Esta sería nuestra primera excursión al arroyo Chasicó (Río Negro).
Tomamos todas las precauciones necesarias.
Dos carpas, una para nosotros y la otra para guardar las cosas (la comida, la ropa, las ollitas de aluminio, la garrafita con anafe para cocinar, el farol a kerosene, las dos tabletas de chocolate Águila, el de taza y el amargo, mi memotest, el bolso verde de mi papá lleno de bolsillos y los picos)
El Mehari a tope y emprendimos viaje.
Mi papá, mamá, Atún (el perro) y yo.
Cruzando por el camino algunas copetonas, viendo algún que otro ñandú corriendo al costado, entramos en un camino que era algo similar a… como yo me imagino el paraíso.
Dim lo llamó «La melena». Tenía sauces llorones a ambos lados del camino, gigantescos, que reflejaban el sol entre sus hojas haciendo que pareciera que había una lluvia de lucecitas, semejante a miles de campanitas de Peter Pan por todos lados.
En uno de los costados, luego de los sauces, se podía ver el arroyo con cascadas y a ambos lados de este las rocas y barrancas que mi viejo tanto deseaba explorar.
Llegamos un atardecer de un día soñado, de cuento.
Había que ver el lugar apropiado para acampar.
Mientras Atún encontró por ahí una lagunita y se dedicó a nadar, que era su gran pasión (de allí su nombre), intentando agarrar alguna nutria, yo juntaba plumas de loro que me llamaban la atención por los hermosísimos y variados colores.
Y he aquí la brillante idea de mamá: «Acampemos al lado del arroyo para escuchar como corre el agüita a la noche…”
Mi papá le explicó que si llegaba a llover, el arroyo crecería, a lo que ella respondió: «Pero Dim… si no se mueve una hojita…»
Fue así como bien cerquita del arroyo armamos las dos carpas.
Descargamos el Mehari que quedo arriba de la barranca, comimos, jugamos un rato a hacer sombras de animales con las manos y nos metimos en las bolsas de dormir, ya que había que juntar energía para caminar mucho al otro día.
A eso de las 2 de la madrugada comenzó el caos.
Viento huracanado de 140 kilómetros por hora y una lluvia tan pero tan intensa que no lográbamos ver adonde empezaba o terminaba la orilla del arroyo.
Mi viejo sostenía uno de los parantes de la carpa y mi mamá el otro para no volarnos.
En eso, por una de las ventanitas de la carpa pudimos ver como pasaba volando a toda velocidad la otra carpa adonde estaba la comida y la ropa.
Atún, por suerte, dormía en el auto y aunque debía estar asustado seguro la estaba pasando mejor que nosotros.
Mis papás seguían sosteniendo los parantes y de pronto trrrrrrrrrrrrraaaaaaaaaaa, la furia del temporal abrió la carpa al medio.
Papá me alzó y salimos corriendo a toda velocidad hacia donde estaba el Mehari.
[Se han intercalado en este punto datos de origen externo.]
PR #188, opened 2018-07-24
[WIP] More detail on use of definitions

dmethvin-gov:
I skipped the `address.js` one for the moment because it's super crazy to explain, but is the format of these others okay? I think an example will be useful since it can be copy/pasted. I tried to de-emphasize the Source since that is not the actual code they include, although the link will be helpful since it contains the definitions and for ones like `address.js` it is super difficult to use without reading the source because of all the options it has.

### DIFF
--- a/docs/building-a-form/common-definitions.md
+++ b/docs/building-a-form/common-definitions.md
@@ -68,11 +68,10 @@ A common type-ahead widget that lets a user type in values and narrow down a lon
 The common electronic funds transfer (EFT) account information field that collects account type (checking or savings), bank account number, and bank routing number. Use these definitions as the uiSchema for the field that represents the account number.
 
 ```js
-import { uiSchema as bankAccountUI }
-  from 'us-forms-system/lib/js/definitions/bankAccount'
+import bankAccountUI from 'us-forms-system/lib/js/definitions/bankAccount';
 
 uiSchema: {
-  eftinfo: bankAccountUI;
+  eftinfo: bankAccountUI
 }
 ```
 Source: [/src/js/definitions/bankAccount.js](../../src/js/definitions/bankAccount.js)
@@ -82,11 +81,10 @@ Source: [/src/js/definitions/bankAccount.js](../../src/js/definitions/bankAccoun
 Formats and validates a US currency field. The display includes a leading `$` character. Call this exported function and pass it the label to be used on the field.
 
 ```js
-import { uiSchema as currencyUI }
-  from 'us-forms-system/lib/js/definitions/currency'
+import currencyUI from 'us-forms-system/lib/js/definitions/currency';
 
 uiSchema: {
-  payments: currencyUI('Total Payments');
+  payments: currencyUI('Total Payments')
 }
 ```
 Source: [/src/js/definitions/currency.js](../../src/js/definitions/currency.js)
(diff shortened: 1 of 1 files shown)


docs/building-a-form/common-definitions.md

Al intentar subir la barranca se resbalaba ya que había transformado todo en un barrial. Con mi mamá empujando de atrás logramos llegar al auto, que se mecía como hoja al viento.
Yo no se si alguna vez en mi vida, escuché a mi papá putear tanto y tan fuerte.
– ¡Mañana nos vamos de este lugar de mierda y no volvemos en la reputísima vida!!! decía a los gritos.
La tormenta fue calmando a medida que comenzaron a aparecer los primeros rayos de sol.
Como si nunca hubiese pasado nada, comenzó de nuevo la lluvia de lucecitas en aquel camino de los sauces llorones, el arroyo calmo… vuelta a la postal paradisíaca.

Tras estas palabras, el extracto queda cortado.